With the previous neural network, it has an interesting property called Permutation Variance. If we shuffled around the pixels in the image, it would still arrive at the same answer as if the pixels weren’t touched at all. Humans don’t interpret data this way, it’s like trying to compare a finished jigsaw puzzle with one that has its pieces scattered everywhere, nothing makes sense. In short, the data is related to each other.

A dog makes sense because all of its parts are organized in a reasonable way.
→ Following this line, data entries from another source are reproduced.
PR #5946, opened 2025-08-21
LibWeb+WebContent: A couple of cookie-store related fixes

IdanHo:
This fixes 4 WPT tests.


Libraries/LibWeb/CookieStore/CookieChangeEvent.cpp
```diff
@@ -37,4 +37,12 @@ void CookieChangeEvent::initialize(JS::Realm& realm)
     Base::initialize(realm);
 }
 
+void CookieChangeEvent::visit_edges(Cell::Visitor& visitor)
+{
+    Base::visit_edges(visitor);
+
+    visitor.visit(m_cached_changed);
+    visitor.visit(m_cached_deleted);
```
trflynn89: Should we also add a `VISIT_CACHED_ATTRIBUTE` macro? Just seems a little off to have to know the exact name of the cached members here, but nowhere else. No strong feelings.

Libraries/LibWeb/Cookie/ParsedCookie.h
```diff
@@ -32,6 +32,8 @@ bool cookie_contains_invalid_control_character(StringView);
 bool domain_matches(StringView string, StringView domain_string);
 String default_path(URL::URL const&);
 
+static constexpr AK::Duration maximum_cookie_age = AK::Duration::from_seconds(400LL * 24 * 60 * 60);
```
trflynn89: `static` in a header doesn't do anything, generally should be `constexpr inline`

Libraries/LibWeb/CookieStore/CookieStore.cpp
```diff
@@ -455,8 +455,21 @@ static bool set_a_cookie(PageClient& client, URL::URL const& url, String name, S
...
+        // 3. Let cookie-age-limit be the maximum age of the cookie (which SHOULD be 400 days in the future or sooner, see
+        //    Section 5.5).
+        auto cookie_age_limit = UnixDateTime::now() + Cookie::maximum_cookie_age;
+
+        // 4. If the expiry-time is more than cookie-age-limit, the user agent MUST set the expiry time to cookie-age-limit
+        //    in seconds.
+        if (expiry_time.seconds_since_epoch() > cookie_age_limit.seconds_since_epoch())
+            expiry_time = cookie_age_limit;
+
+        parsed_cookie.expiry_time_from_expires_attribute = expiry_time;
```
trflynn89, line 471: Should there be an issue in the cookie store repo about this, or does that spec generally just defer to the RFC?

Libraries/LibWeb/CookieStore/CookieChangeEvent.cpp
IdanHo: Sure, added, it is a bit nicer

Libraries/LibWeb/Cookie/ParsedCookie.h
IdanHo: changed

Libraries/LibWeb/CookieStore/CookieStore.cpp
IdanHo: No, this is just technically part of the second-to-last step (step 23), since it says to run the algorithm from the RFC as if what we constructed so far was just received as a cookie.

trflynn89 (approved):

We can clearly see a body, legs, and a face with all the other stuff on it.

NOW THIS. I have no clue what this is, why did I even bother to create this?? I think the picture speaks for itself.

If the neural network could learn to understand features like we do, it could improve drastically.

# What is a convolution and what does it want with me

Because the hidden layers in a CNN use convolutions, they can learn different features. The first layer might learn to find edges and the next one might find shapes. And because the neural net is trained to learn on its own, it can find its own features. We may only have an understanding of a dog’s body parts, but the CNN might find something even better.

If we go crazy and add hundreds of convolutions, the CNN becomes unnecessarily complicated and may encounter overfitting. The neural net might just start to memorize the features of a single dog instead of the general features.